(Dataset entries)

----

PR #101, opened 2023-01-18
allow for configurable update stream

### LINKED ISSUE #78: Update Klotho CLI to specify release stream to update from

yuval-klotho:
This commit has a few components:

1. Some YAML utils: one for inserting values into generic YAML using dot-notation keys, and one for validating that YAML can be deserialized as a given object type.
2. Introduces a new ~/.klotho/options.yaml for CLI options. These are strictly typed within the code, but we're more lenient in terms of configs we allow setting. In particular, we allow setting configs that we don't yet know about; this can be helpful in cases where you want to set a config that's available in a subsequent version, before you upgrade to that version. We do warn on this though: in manual testing, I had done "upgrade.stream" instead of "update.stream" and was confused why this didn't work, so I figured I'd help out the next person who runs into that.
3. KlothoMain introduces a new flag, `--set-option name=value`. You can use it on its own, or inline it with `--update`.

I'm also getting rid of updater.go's DefaultStream var, because that really needs to be specified only by the KlothoMain instantiation.

This resolves #78

### Standard checks

- **Unit tests**: Note that I added a slightly ugly `mockableLog` to cli_options.go, so that I could test the warning messages. I consider these to be important from a usability perspective, but I'm open to opinions here — especially on how else to do it (would a func be better? or I could actually tap into the zap logger — it's possible to do that, though it's a bit messy)
- **Docs**: This introduces new functionality. We'd probably want to document it at some point, but not yet. It is available in the `--help` text

### DIFF
--- a/pkg/cli/cli_options.go
+++ b/pkg/cli/cli_options.go
@@ -21,10 +21,6 @@ type (
 	UpdateOptions struct {
 		Stream string `yaml:",omitempty"`
 	}
-
-	mockableLog interface {
-		Warn(string, ...zap.Field)
-	}
 )
 
 func ReadOptions() (Options, error) {
@@ -48,7 +44,10 @@ func SetOptions(options map[string]string) error {
 	if err != nil {
 		return err
 	}
-	optionsYaml, err = setOptions(optionsYaml, options, zap.L())
+	optionsYaml, err = setOptions(optionsYaml, options)
+	if err != nil {
+		return nil
+	}
 
 	err = os.WriteFile(filePath, optionsYaml, 0600)
 	if err != nil {
@@ -59,14 +58,15 @@ func SetOptions(options map[string]string) error {
 
 // setOptions inserts the given options into the yaml, validating along the way that the options still form a valid
 // Options.
-func setOptions(optionsYaml []byte, options map[string]string, logger mockableLog) ([]byte, error) {
+func setOptions(optionsYaml []byte, options map[string]string) ([]byte, error) {
+	logger := zap.S()
 	// First, a warning if the original file isn't valid
 	if err := yaml_util.CheckValid[Options](optionsYaml, yaml_util.Lenient); err != nil {
 		return nil, errors.Wrap(err, "existing options file is invalid")
 	} else if warns := yaml_util.CheckValid[Options](optionsYaml, yaml_util.Strict); warns != nil {
 		logger.Warn(`Existing options contain extra parameters:`)
 		for _, e := range yaml_util.YamlErrors(warns) {
-			logger.Warn(fmt.Sprintf(`▸ %s`, e))
+			logger.Warnf(`▸ %s`, e)
 		}
 	}
 
--- a/pkg/cli/cli_options.go
+++ b/pkg/cli/cli_options.go
@@ -1,0 +1,128 @@
+package cli
+
+import (
+	"fmt"
+	"github.com/klothoplatform/klotho/pkg/cli_config"
+	"github.com/klothoplatform/klotho/pkg/yaml_util"
+	"github.com/pkg/errors"
+	"go.uber.org/zap"
+	"gopkg.in/yaml.v3"
+	"io/fs"
+	"os"
+)
+
+const configFileName = "options.yaml"
+
+type (
+	Options struct {
+		Update UpdateOptions `yaml:",omitempty"`
+	}
+
+	UpdateOptions struct {
+		Stream string `yaml:",omitempty"`
+	}
+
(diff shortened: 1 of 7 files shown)


pkg/cli/cli_options_test.go
```diff
@@ -0,0 +1,185 @@
...
+			assert.Equal(tt.expectYaml, string(result))
+		})
+	}
+}
+
+type mockedLogger struct {
+	warns []string
+}
+
+func (ml *mockedLogger) Warn(msg string, fields ...zap.Field) {
```
jhsinger-klotho, line 85: https://github.com/klothoplatform/klotho/blob/main/pkg/validation/validation_test.go#L503

I use a zap observer to test log output if you think its less ugly. I think its personally a bit cleaner than this implementation, but up to you

pkg/cli/klothomain.go
```diff
@@ -24,14 +24,12 @@ import (
 )
 
 type KlothoMain struct {
-	UpdateStream     string
-	Version          string
-	VersionQualifier string
-	PluginSetup      func(*PluginSetBuilder) error
+	DefaultUpdateStream string
```
jhsinger-klotho, line 27: nit: Is this the default if they have set it in their config?

pkg/yaml_util/yaml_util.go
```diff
@@ -0,0 +1,129 @@
...
+	// step 2a
+	segments := strings.Split(optionPath, ".")
+	var topNode *yaml.Node
+	if len(tree.Content) == 0 {
+		topNode = &yaml.Node{Kind: yaml.MappingNode}
+	} else {
+		topNode = tree.Content[0] // the tree's root is a DocumentNode; we assume one document
+	}
+	setOptionAtNode := topNode
+	for _, segment := range segments[:len(segments)-1] {
```
jhsinger-klotho, line 49: for 2a) are we finding the value at the non leaf path? ie up to bar in this scenario? I assume thats the intention, just making sure

pkg/cli/cli_options.go
```diff
@@ -0,0 +1,128 @@
...
+// Options.
+func setOptions(optionsYaml []byte, options map[string]string) ([]byte, error) {
+	logger := zap.S()
+	// First, a warning if the original file isn't valid
+	if err := yaml_util.CheckValid[Options](optionsYaml, yaml_util.Lenient); err != nil {
+		return nil, errors.Wrap(err, "existing options file is invalid")
+	} else if warns := yaml_util.CheckValid[Options](optionsYaml, yaml_util.Strict); warns != nil {
+		logger.Warn(`Existing options contain extra parameters:`)
+		for _, e := range yaml_util.YamlErrors(warns) {
+			logger.Warnf(`▸ %s`, e)
```
jhsinger-klotho, line 69: why only warn instead of raising actual errors? Wouldnt this signal an incorrect usage of the set-options flag?

pkg/cli/klothomain.go
yuval-klotho: I think so? It's the default, which they can then override in their options. (It's actually not overridable on a one-invocation-only basis, only via persisted options.)

(As an aside: I'm trying to use "options" for the CLI-wide stuff [which is currently only the update stream], to differentiate it from the klotho project configs `-c`.)

pkg/cli/cli_options.go
yuval-klotho: It _probably_ signals incorrect usage, yes. But the incorrectness is just that it won't have any effect, not that it will have the wrong effect. So I figure a nice yellow warning is sufficient for that.

From previous experience, I've found that occasionally you want the ability to set a config that doesn't yet exist, which will take effect on the next update. For example, the next version of the tool may have an automatic migration that you want to modify. In cases like this, being able to specify a not-yet-existent config can be very useful. This approach also means that if you temporarily downgrade your version (once we have version pinning), you won't break your options file if you had set an option in 0.5.21 that doesn't exist in the 0.5.20 you've downgraded to.

Basically, I've found that being strict about "no unknown options" can get people into sticky situations, and that a nice clear warning is sufficient for catching typos.

pkg/yaml_util/yaml_util.go
yuval-klotho: Correct. We want the node right before the last segment, and then in 2b we set its value at that last segment.

So in `fizz.buzz.foo = 123`, the 2a loop gets you the `fizz.buzz` node, and then 2b sets `*buzzNode["foo"] => 123`

jhsinger-klotho (approved):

----

• _HOW TO COMPLETE THIS TASK_
I'd like an exact copy of the lines above, from the very first one through the line that contains "1. Some YAML", with nothing else added.

• _TASK RESPONSE_
PR #101, opened 2023-01-18
allow for configurable update stream

### LINKED ISSUE #78: Update Klotho CLI to specify release stream to update from

yuval-klotho:
This commit has a few components:

1. Some YAML utils: one for inserting values into generic YAML using dot-notation keys, and one for validating that YAML can be deserialized as a given object type.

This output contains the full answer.